Estas conversaciones, a modo de pequeñas memorias, no siguen un orden cronológico sino que son el resultado de un diálogo entre nuestro protagonista y el licenciado en Derecho José María Ortiz Gómez y el director del medio de comunicación virtual ciudadrodrigo.net, Fernando Domínguez Sánchez.

Las intervenciones de Manuel las señalamos con la abreviatura de MDSA (Manuel Delgado Sánchez-Arjona), las de José María Ortiz con JMO y las de Fernando Domínguez Sánchez con FDS.

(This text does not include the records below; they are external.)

Issue #53, opened 2020-08-14
Be able to extend / pass your own Event/Frame class


koenvo:
Providing the classes for Events / Frames opens the possibility to add additional:
1. functionality to events / frames
2. attributes to events

Especially 2) is very useful. Providers add very useful information that are not common shared. With just a single implementation of an `Event` we have to throw away this information. 

When we are able to extend the `Event` class, we can pass a provider specific implementation of an Event like `StatsbombShotEvent` which holds more attributes.

PR #87, opened 2021-01-25
Default normalization of coordinates

bdagnino:
[DRAFT]

In this commit I submit the a draft version of the default normalization
of coordiantes for the serializer of Tracab data. I submit this draft so
that we can discuss / modify / agree on an approach before implementing
it on the other serializers.

I have added a VerticalOrietnation model to keep track of the vertical
orientation of the dataset, as it can be reversed when going to original
to default and vice versa. This attribute is at the Metadata level, but
not sure if it should go on the Dimension or PitchDimensions model.

I added length and widht as attributes to the PitchDimensions model,
rather than them being a property, so that they can remain unchanged
when changing the coordinate system of the data.

In the serializer itself, I added the transformation on each frame
depending on the option given to it (normalize by default).

One question I have is whether we should keep a list of models /
coordiantes systems per provider, so that you can transform to a certain
coordiante system, or you can transform back after it being normalized,
for example `transform_to_coordiante_system(CoordianteSystem.TRACAB)`.
And then make Kloppy ber one of them and transform to that one by
default.


koenvo:
This looks good.

One thing I would like to prevent is having a lot of very similar code in different serializers. Therefore it might be good to introduce a `DatasetBuilder` which contains all logic to go from dicts to Point and Frame.

Some advantages:
1. Keep all logic to normalize coordinates at one place
2. Open up the opportunity to introduce more transformations during load time
3. Possibility to load directly into other formats than the domain models

Disadvantages:
1. Another layer
2. Introduce an intermediate format to pass data from Serializer to DatasetBuilder (this will probably be just dictionaries), which can lead to performance penalty

Furthermore the length and width should not be changed as the `x_per_meter` and `y_per_meter` changed during normalization, right?

bdagnino:
@koenvo  True about the length and width! 

About the DatasetBuilder, I'm not sure I get what you mean. I 100% agree it would be best not to have so much code pseudo-repeated in every serialized, but at the same time the format of the dicts in each provider is quite different, so we might end up with pseudo-repeated code somewhere else. 

But most likely I'm not getting it right. Can you elaborate may be with some pseudo-code to guide me?

koenvo:
Something like this:

```python
class TrackingDatasetBuilder:
  def __init__(self, options):
    self.should_normalize = options.get('normalize', False)
    self.reset()

  def reset():
    self.frames = []
    self.metadata = None

   def set_metadat(metadata: Metadata):
     self.metadata = metadata

  # Only pass build-in types ( https://docs.python.org/3/library/stdtypes.html )
  def add_frame(self, timestamp: float, ball_position: Tuple[float, float], player_positions: Iterator[Tuple[str, Tuple[float, float]]], ...):
     assert self.metadata is not None, "call set_metadata first"
    if self.should_normalize:
     ....
    frame = Frame(
      ...
    )
    self.frames.append(frame)

class Serializer:
  def __init__(self, dataset_builder):
    self.dataset_builder = dataset_builder

  def deserializer(...):
    self.dataset_builder.set_metadata(...)

    for line in data:
       self.dataset_builder.add_frame(
           float(line[0]),
           (
               (player_info[0], (float(player_info[1]), float(player_info[2])))
               for player_info in
               (cell.split(',') for cell in line[1].split(';'))
           )
    
```

This would split the code in two components:
1. Deserialization
2. Dataset construction

In between should only built-in types be used.

This design would also make implementation of https://github.com/PySport/kloppy/issues/53 super easy, as construction of domain objects (Frame and Event) will happen only at one place. It would help us also to get rid of the `Event.create` calls.

Curious what you think about it.

bdagnino:
Hi @koenvo!

I'm a bit stuck with this. I tried to implement what you described above but couldn't really figure out how to implement it properly. It seems to me that this is more something to be done as a refactor of the way serializers are implemented than something to be done as part of an issue to set a default normalization for all providers. I think d rather focus on the normalization itself at the moment, and we can refactor the way things are structured later. What do you think?

On the specific point f the normalization I think it could be interesting to set it up with model for all possible coordinates systems, and then methods that take individual frames, individual events, metadata or whole events or tracking datasets from one system to the other. 

This is more versatile because you can change data to whatever coordinate system you prefer, even data from different providers. and the normalization would be just one case of all those possible cases. What do you think?

koenvo:
Hmm yes good point. Lets keep the refactor for later. When the standard coordinates are implemented more details about how a (potential) refactor would look like will appear. 

Are you able to go forward without the refactor?

bdagnino:
@koenvo what do you think would be the best way to create the models for the different providers coordinantes system? Initially I was thinking of extending the `Providers` Enum to have the coordinates system information of each provider, but I think you can't do that with Enums? 

So another option is to change the Providers from an Enum to a dataclass, or another option, to create a different dataclass just for coordinates systems? That would allow to have one attribute in the metadata for Provider, and another one for CoordinateSystem.

I think I favor the later, what do you think?

kloppy/domain/models/common.py
```diff
@@ -294,6 +302,79 @@ def duration(self):
...
+    width: float = None
+
+    @property
+    def pitch_dimensions(self) -> PitchDimensions:
+        return PitchDimensions(
+            x_dim=Dimension(-1 * self.length / 2, self.length / 2),
+            y_dim=Dimension(-1 * self.width / 2, self.width / 2),
+            x_per_meter=10000,
+            y_per_meter=10000,
+        )
```
bdagnino, line 375: @koenvo Is there a better way to do this than by defining dataclasses? Ideally I'd like something like an Enum with properties, but not sure that is something possible.

kloppy/domain/models/common.py
```diff
@@ -294,6 +302,79 @@ def duration(self):
...
+    CENTER = "center"
+
+    def __str__(self):
+        return self.value
+
+
+@dataclass
+class CoordinateSystem(ABC):
+    provider: Provider
+    origin: Origin
```
bdagnino, line 324: @koenvo The `origin` attribute is not actually needed because it's implicit on the `dimension`, but I think is better to keep it because it's transparent, descriptive and could be useful down the line.

bdagnino:
@koenvo What do you think of this new implementation? 

I'm quite happy with it tbh 😝. I like that there is one place where all the coordinate systems are described, and that the changes to the serializer are actually minimal, because all the logic is inside the transformer, and it's not replicated on each serializer. 

I also like how the `CoordianteSystem` have a `PitchDimension` property, and also that all the previous transformer APIs are kept in place. 

What I don't like is that the `CoordinateSystems` are dataclasses and that you have to instantiate an instance to pass to the transformers, but not sure there is a better way to do it. 

There are many things to polish, specially inside the serializer and how the default case is handle, and need to create an equal dunder to skip the transformation if the origin and destine coordinate systems are the same, etc.

However wanted to get your feedback on this draft implementation to see if we agree this is the right way to do it to then apply it on other serializers and coordinate systems as well. 

What do you think?

kloppy/domain/models/common.py
koenvo: Well.. you could just pass a class around instead of an instance of it. That would work in some cases. But in this case you also have instance attributes (length, width) which are tied to a single instance of `TracabCoordinateSystem`.

This information is important as you can transform from TRACAB 105x68 to TRACAB 108x70 (not sure if dimensions make sense). If you use classes instead of instances it will act like a singleton and when you change attributes on one, the attributes will also be changed on the other (reference).

You could - at the bottom of the code for example - initialise some most-used versions.

```python
defaults = {
  Provider.TRACAB: TracabCoordinateSystem(normalized=False, length=105, ...)
}
```

kloppy/domain/models/common.py
koenvo: Totally agree

kloppy/domain/models/common.py
```diff
@@ -294,6 +302,79 @@ def duration(self):
...
+    vertical_orientation: VerticalOrientation
+    normalized: bool
```
koenvo, line 326: The `provider`, `origin` and `vertical_orientation` are attributes that are tied to a single - valid - value per class. 

Consider using `abstractmethod` and `property` decorators like here: https://github.com/PySport/kloppy/blob/master/kloppy/domain/models/event.py#L343-L346
This way you can enforce that these properties are defined, but prevent them from being passed with a potential wrong value. You can achieve similar behaviour by using `__post__init__` ( https://docs.python.org/3/library/dataclasses.html#post-init-processing ) but I believe in that case that doesn't make sense as there is only 1 single value that is valid.

kloppy/domain/services/transformers/__init__.py
```diff
@@ -74,11 +92,45 @@ def __needs_flip(
         return flip
 
     def transform_frame(self, frame: Frame) -> Frame:
-        flip = self.__needs_flip(
+
+        # Change coordinate system
+        if self._to_coordinate_system is not None:
```
koenvo, line 97: I really like you did this in 3 separate steps. I might come with a performance penalty but can be solved by saving the transformed output before continue processing, so you don't have to do the transformation everytime

kloppy/infra/serializers/tracking/tracab.py
```diff
@@ -154,6 +158,9 @@ def deserialize(
         sample_rate = float(options.get("sample_rate", 1.0))
         limit = int(options.get("limit", 0))
         only_alive = bool(options.get("only_alive", True))
+        to_coordinate_system = options.get(
```
koenvo, line 161: Aha.. now I see what you mean. I would pass a class instead of an instance.
`to_coordinate_system=KloppyCoordinateSystem`

bdagnino: @koenvo I like the idea of passing a name! May be even better if the builder takes in the `Provider` Enum?

koenvo: Uhm yes. Accept the exact value of the `Provider` enum. But lets not bother the end-user with passing the `Provider.TRACAB` value itself.

kloppy/domain/models/common.py
```diff
@@ -294,6 +304,240 @@ def duration(self):
...
+    def provider(self) -> Provider:
+        return Provider.SPORTEC
+
+    @property
+    def origin(self) -> Origin:
+        return Origin.BOTTOM_LEFT
+
+    @property
+    def vertical_orientation(self) -> VerticalOrientation:
+        return VerticalOrientation.TOP_TO_BOTTOM
```
bdagnino, line 458: @koenvo I don't know what is the correct coordinate system for Sportec. Can you provide that info?

bdagnino: @koenvo just a reminder that I need this info!

bdagnino:
@koenvo this PR is ready for review!

Besides the feedback you might provide, there are 2 things that might need changes: 

1. The CoordinateSystem for Sportec might not be accurate. 

2. I think we need to look into whether we want to keep the `pitch_dimensions` attribute in the `Metadata` together with the `coordinate_sytem` attribute, or instead only keep the `coordiante_system` one (this is what I lean towards to). Having both is problematic in a couple of ways. For example you can't do both on the same transformation and need to handle that, but also you could have one pitch dimensions in the `metadata`, and another one in `metadata.coordinate_system`.  Given that now pitch dimensions are included in the coordinate system I don't see a reason to keep them separate. What do you think?

Other than that, it's ready for review! Let me know what do you think!

bdagnino:
@koenvo I added the normalization for skillcorner serializer, so this PR is ready for a final review before working on the documentation. 

I haven't changed anything regarding the Z dimension, so the values in the Z coordinate will be always left the same as they come. That will need to change probably in the future, but we can leave that for another PR. It could be a good beginners issue may be?

kloppy/domain/models/pitch.py
```diff
@@ -32,34 +39,14 @@ class PitchDimensions:
 
     x_dim: Dimension
     y_dim: Dimension
-    x_per_meter: float = None
-    y_per_meter: float = None
+    length: float = None
+    width: float = None
 
-    @classmethod
```
bdagnino, line 38: @koenvo I deleted this default method, and also set the serializer for XML to have None as pitch dimensions. 

I think if there are no coordinate system or pitch dimensions is better to not assume anything / not have any default. What do you think?

kloppy/infra/serializers/code/xml.py
```diff
@@ -63,12 +63,13 @@ def deserialize(
             metadata=Metadata(
                 teams=[],
                 periods=[period],
-                pitch_dimensions=PitchDimensions.default(),
```
bdagnino, line 66: See my other comment on this topic.

kloppy/domain/services/transformers/__init__.py
```diff
@@ -11,41 +11,86 @@
...
+        from_coordinate_system: CoordinateSystem = None,
+        from_pitch_dimensions: PitchDimensions = None,
+        from_orientation: Orientation = None,
+        to_coordinate_system: CoordinateSystem = None,
+        to_pitch_dimensions: PitchDimensions = None,
+        to_orientation: Orientation = None,
     ):
-        self._from_pitch_dimensions = from_pitch_dimensions
+
+        print("hello")
```
koenvo, line 34: Guess this shouldn't be here :-)

kloppy/domain/services/transformers/__init__.py
```diff
@@ -87,46 +174,139 @@ def transform_frame(self, frame: Frame) -> Frame:
...
             players_coordinates={
-                key: self.transform_point(point, flip)
+                key: self.change_point_dimensions(point)
+                for key, point in frame.players_coordinates.items()
+            },
+        )
+
+    def __change_point_coordinate_system(self, point: Union[Point, Point3D]):
+
+        if point is None:
```
koenvo, line 188: `if point:`

kloppy/domain/services/transformers/__init__.py
```diff
@@ -11,41 +11,86 @@
...
-            y=self._to_pitch_dimensions.y_dim.from_base(y_base),
-        )
+        if isinstance(point, Point3D):
+            return Point3D(x=x, y=y, z=point.z)
+        else:
+            return Point(x=x, y=y)
+
+    def flip_point(self, point: Union[Point, Point3D]):
+
+        if point is None:
```
koenvo, line 78: `if not point:`

kloppy/domain/services/transformers/__init__.py
```diff
@@ -11,41 +11,86 @@
...
+        from_orientation: Orientation = None,
+        to_coordinate_system: CoordinateSystem = None,
+        to_pitch_dimensions: PitchDimensions = None,
+        to_orientation: Orientation = None,
     ):
-        self._from_pitch_dimensions = from_pitch_dimensions
+
+        print("hello")
+        if (
+            from_pitch_dimensions is not None
```
koenvo, line 36: `if from_pitch_dimensions and from_coordinate_system [etc]`

those variables shouldn't have any falsy value, other than `None`

kloppy/domain/services/transformers/__init__.py
```diff
@@ -74,11 +119,53 @@ def __needs_flip(
...
+        # Flip frame based on orientation
+        if self.__needs_flip(
             ball_owning_team=frame.ball_owning_team,
             attacking_direction=frame.period.attacking_direction,
+        ):
+            frame = self.__flip_frame(frame)
+
+        return frame
+
+    def __needs_coordinate_system_change(self):
```
koenvo, line 139: please set as property in the `__init__`

kloppy/domain/services/transformers/__init__.py
```diff
@@ -74,11 +119,53 @@ def __needs_flip(
...
+        return self._from_coordinate_system != self._to_coordinate_system
+
+    def __needs_pitch_dimensions_change(self):
```
koenvo, line 142: please set as property in the `__init__`

kloppy/domain/services/transformers/__init__.py
```diff
@@ -87,46 +174,139 @@ def transform_frame(self, frame: Frame) -> Frame:
...
+        dataset: Dataset,
         to_pitch_dimensions: PitchDimensions = None,
         to_orientation: Orientation = None,
-    ) -> DatasetT:
-        if not to_pitch_dimensions and not to_orientation:
+        to_coordinate_system: CoordinateSystem = None,
+    ) -> Dataset:
+
+        if (
+            to_pitch_dimensions is not None
```
koenvo, line 295: `if to_pitch_dimensions and to_coordinate_system`

kloppy/domain/services/transformers/__init__.py
```diff
@@ -87,46 +174,139 @@ def transform_frame(self, frame: Frame) -> Frame:
...
+            and to_coordinate_system is not None
+        ):
+            raise ValueError(
+                "You can't do both a PitchDimension and CoordinateSysetm on the same dataset transformation"
+            )
+
+        if (
```
koenvo, line 302: great!

kloppy/domain/services/transformers/__init__.py
```diff
@@ -135,12 +315,33 @@ def transform_dataset(
                     "ball owning team data"
                 )
 
-        transformer = cls(
-            from_pitch_dimensions=dataset.metadata.pitch_dimensions,
-            from_orientation=dataset.metadata.orientation,
-            to_pitch_dimensions=to_pitch_dimensions,
-            to_orientation=to_orientation,
-        )
+        if to_pitch_dimensions is not None:
```
koenvo, line 318: `if to_pitch_dimensions`

kloppy/domain/services/transformers/__init__.py
```diff
@@ -135,12 +315,33 @@ def transform_dataset(
...
+
+            transformer = cls(
+                from_pitch_dimensions=dataset.metadata.pitch_dimensions,
+                from_orientation=dataset.metadata.orientation,
+                to_pitch_dimensions=to_pitch_dimensions,
+                to_orientation=to_orientation,
+            )
+
+        elif to_coordinate_system is not None:
```
koenvo, line 327: `elif to_coordinate_system`

kloppy/helpers.py
```diff
@@ -229,11 +241,24 @@ def transform(
...
-        to_orientation=to_orientation,
-        to_pitch_dimensions=to_pitch_dimensions,
-    )
+        return Transformer.transform_dataset(
+            dataset=dataset,
+            to_orientation=to_orientation,
+            to_pitch_dimensions=to_pitch_dimensions,
+        )
+
+    if to_coordinate_system and (isinstance(to_coordinate_system, Provider)):
```
koenvo, line 250: redundant parentheses

kloppy/helpers.py
```diff
@@ -217,10 +219,20 @@ def write_xml_code_data(dataset: CodeDataset, xml_filename: str):
...
 def transform(
-    dataset: DatasetT, to_orientation=None, to_pitch_dimensions=None
-) -> DatasetT:
+    dataset: Dataset,
+    to_orientation=None,
+    to_pitch_dimensions=None,
+    to_coordinate_system=None,
+) -> Dataset:
+
+    if to_pitch_dimensions is not None and to_coordinate_system is not None:
```
koenvo, line 228: `if to_pitch_dimensions and to_coordinate_system`

kloppy/helpers.py
```diff
@@ -217,10 +219,20 @@ def write_xml_code_data(dataset: CodeDataset, xml_filename: str):
 
 
 def transform(
-    dataset: DatasetT, to_orientation=None, to_pitch_dimensions=None
-) -> DatasetT:
+    dataset: Dataset,
+    to_orientation=None,
+    to_pitch_dimensions=None,
+    to_coordinate_system=None,
```
koenvo, line 225: The `to_coordinate_system` does also accept `Provider`. Think it's better to change the signature of the function and specify the argument types to help us remind what types are accepted.

kloppy/infra/serializers/event/wyscout/serializer.py
```diff
@@ -275,6 +277,23 @@ def deserialize(
         if not options:
             options = {}
 
+        from_coordinate_system = build_coordinate_system(
+            Provider.SPORTEC,
```
koenvo, line 281: This provider seems to be incorrect

kloppy/infra/serializers/tracking/epts/metadata.py
```diff
@@ -266,6 +267,15 @@ def load_metadata(
 
     metadata.orientation = orientation
 
+    if provider is not None and pitch_dimensions is not None:
```
koenvo, line 270: `if provider and pitch_dimensions`

kloppy/infra/serializers/tracking/epts/serializer.py
```diff
@@ -59,6 +65,11 @@ def _frame_from_row(row: dict, metadata: EPTSMetadata) -> Frame:
             ),
         )
 
+        if transformer is not None:
```
koenvo, line 68: `if transformer`

kloppy/infra/serializers/tracking/epts/serializer.py
```diff
@@ -112,10 +123,27 @@ def deserialize(
         with performance_logging("Loading metadata", logger=logger):
             metadata = load_metadata(inputs["metadata"])
 
+            if (
+                metadata.provider is not None
```
koenvo, line 127: `if metadata.provider and metadaa.pitch_dimensions`

kloppy/infra/serializers/tracking/epts/serializer.py
```diff
@@ -127,6 +155,13 @@ def deserialize(
                 )
             ]
 
+        if transformer is not None:
```
koenvo, line 158: `if transformer`

kloppy/tests/test_opta.py
```diff
@@ -59,3 +61,20 @@ def test_correct_deserialization(self):
...
+
+        with open(f"{base_dir}/files/opta_f24.xml", "rb") as f24_data, open(
+            f"{base_dir}/files/opta_f7.xml", "rb"
+        ) as f7_data:
+
+            dataset = serializer.deserialize(
+                inputs={"f24_data": f24_data, "f7_data": f7_data}
+            )
+
+        assert dataset.events[0].coordinates == Point(0.501, 0.506)
```
koenvo, line 80: Opta is 100x100. That does mean normalised to 1x1 should result in `0.501, 0.494`, right?

kloppy/domain/models/common.py
```diff
@@ -303,6 +313,261 @@ def __eq__(self, other):
...
+    def provider(self) -> Provider:
+        return Provider.KLOPPY
+
+    @property
+    def origin(self) -> Origin:
+        return Origin.TOP_LEFT
+
+    @property
+    def vertical_orientation(self) -> VerticalOrientation:
+        return VerticalOrientation.TOP_TO_BOTTOM
```
koenvo, line 381: I'm not entirely sure we should default to `TOP_TO_BOTTOM`. I personally prefer the Cartesian coordinate system

kloppy/tests/test_opta.py
koenvo: oh. see my comment about `vertical_orientation` of KloppyCoordinateSystem

bdagnino:
@koenvo All comments addressed! I also added some basic documentation regarding the normalization of coordinates and how to either take advantage of it, or preserve the original coordinate system. 

We could probably use better documentation on that regard, but I would say this is enough to do a first release. What do you think?

Hopefully this is ready to be merged!

PR #90, opened 2021-03-31
Skillcornertrackingserializer

koenvo:


kloppy/infra/datasets/tracking/skillcorner.py
```diff
@@ -0,0 +1,32 @@
...
+from io import BytesIO
+
+from ..core.builder import DatasetBuilder
+from ...serializers.tracking import (
+    TrackingDataSerializer,
+    SkillCornerTrackingSerializer,
+)
+
+
+with urllib.request.urlopen('https://raw.githubusercontent.com/SkillCorner/opendata/master/data/matches.json') as url:
```
koenvo, line 12: This will cause a request everytime you load kloppy. Please move this logic into `SkillCornerTracking`, and cache it within the class.

But as you can see in other dataset loads we don't really validate the input and just send a request to the source. Might be cool to be able to list all available dataset for a source.

kloppy/infra/serializers/tracking/skillcorner.py
```diff
@@ -0,0 +1,427 @@
...
+                    team = home_team
+                elif team_id == away_team_id:
+                    team_string = "AWAY"
+                    team = away_team
+
+                players[team_string][player_id] = Player(
+                    player_id=f"{team.ground}_{player['number']}",
+                    team=team,
+                    jersey_no=player["number"],
+                    name=" ".join([player["first_name"], player["last_name"]]),
```
koenvo, line 343: Please use f-strings here: 
```python
f"{player['first_name']} {player['last_name']}"
```

kloppy/infra/serializers/tracking/skillcorner.py
```diff
@@ -0,0 +1,427 @@
...
+                for frame in raw_data:
+                    frame_period = frame["period"]
+
+                    if frame_period is not None:
+                        if n % sample == 0:
+                            yield frame
+                        n += 1
+
+        frames = []
+        for n, _frame in enumerate(_iter()):
```
koenvo, line 375: Did you consider moving the logic from within `_iter` to within this loop?

kloppy/infra/datasets/tracking/skillcorner.py
znstrider: I think I would just remove this logic completely and replace it with

`_match_ids = [4039, 3749, 3518, 3442, 2841, 2440, 2417, 2269, 2068]`

In the same way I could list the match info strings and make it available through a function
get_available_matches within the SkillCornerTracking(DatasetBuilder) which returns the list below.
Does that sound good?

```
_match_info_strings =
['ID: 4039 - Manchester City vs Liverpool on 2020-07-02',
 'ID: 3749 - Dortmund vs Bayern Munchen on 2020-05-26',
 'ID: 3518 - Juventus vs Inter on 2020-03-08',
 'ID: 3442 - Real Madrid vs FC Barcelona on 2020-03-01',
 'ID: 2841 - FC Barcelona vs Real Madrid on 2019-12-18',
 'ID: 2440 - Liverpool vs Manchester City on 2019-11-10',
 'ID: 2417 - Bayern Munchen vs Dortmund on 2019-11-09',
 'ID: 2269 - Paris vs Marseille on 2019-10-27',
 'ID: 2068 - Inter vs Juventus on 2019-10-06']


class SkillCornerTracking(DatasetBuilder):
    def get_available_matches(self) -> List[str]:
        return _match_info_strings
```

kloppy/infra/serializers/tracking/skillcorner.py
znstrider: What's the advantage of doing so?

I oriented this after the TRACABSerializer, which does it similarly.

kloppy/infra/datasets/tracking/skillcorner.py
koenvo: I like the idea to make a list available. For statsbomb that's a huge list. And I guess they don't have a single list with all matches in it. Do you think there is a way to solve this? 

Otherwise we can move this new feature to a new issue and discuss it there, and leave it out for this PR.

kloppy/infra/serializers/tracking/skillcorner.py
koenvo: Ah I missed the sample rate code here. Yes. Let's keep it your way.

kloppy/infra/datasets/tracking/skillcorner.py
znstrider: Yeah that's a good point about the consistency between datasets. Best might be to call the api / read in the match lists
as you first proposed within each DatasetBuilder class which could be discussed in a seperate issue. But it's not necessary I supoose.

It would be great to have some sort of list like above available somewhere though - that data for top level matches is kinda special.
Could we add the list along with a short introduction here: https://kloppy.pysport.org/quickstart/tracking_data/ or is a seperate quickstart page for broadcast tracking data better?

koenvo: This looks great @znstrider!  Really like to additional notebook file!

I think the 50MB file is a bit big. But i'll make sure it's not included in the final release and I might cut it down a bit some day :-) Shall I also add the datasets code (after it's merged)?

Issue #92, opened 2021-04-06
Serializer for sportscode like XML


bdagnino:
Some clubs get data from instat or wyscout which comes in form of "codes" XML format. This format is the "sportscode xml" format, meaning is how sportscode export the coding of a game in XML format. Is not very structured data, nothing like event type data, but more like coding of phases of the game. Build up by this team x seconds to y seconds, counter by the opponent form x seconds to y seconds, etc. Specially colleges in the US get data in this format, and they want to use it to then know for examples what happens on their defensive phases and that type of things. 

A typical bit of xml file looks like this. 

```xml
<file>
 <SORT_INFO>
  <sort_type>sort order</sort_type>
 </SORT_INFO>
 <ALL_INSTANCES>
  <instance>
   <ID>0</ID>
   <code>Offsets</code>
   <start>2</start>
   <end>5</end>
   <label>
    <text>First half start</text>
    <group>Offset</group>
   </label>
  </instance>
  <instance>
   <ID>4</ID>
   <code>Duke Blue Devils - Opposition build-up play</code>
   <start>2</start>
   <end>13</end>
   <label>
    <group>Event</group>
    <text>Opposition build-up play</text>
   </label>
  </instance>
 </ALL_INSTANCES>
 <ROWS>
  <row>
   <sort_order>1</sort_order>
   <code>Offsets</code>
   <R>0</R>
   <G>0</G>
   <B>0</B>
  </row>
  <row>
   <sort_order>2</sort_order>
   <code>Duke Blue Devils - Opposition build-up play</code>
   <R>65535</R>
   <G>65535</G>
   <B>65535</B>
  </row>
 </ROWS>
</file>
```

Primera entrega. Transición, primeras elecciones y Constitución de 1978

JMO: Manuel, estas pequeñas entrevistas que tal vez deriven en algo parecido a unas pequeñas memorias como primer alcalde democrático de Ciudad Rodrigo, tras el restablecimiento de la democracia y Senador en las Cortes Constituyentes y en la I Legislatura, pudieran empezar de muchas maneras pero me apetece hacerlo enseñándole un libro que me consta conoce perfectamente que es Memoria viva de la transición, del Presidente de Gobierno Leopoldo Calvo Sotelo.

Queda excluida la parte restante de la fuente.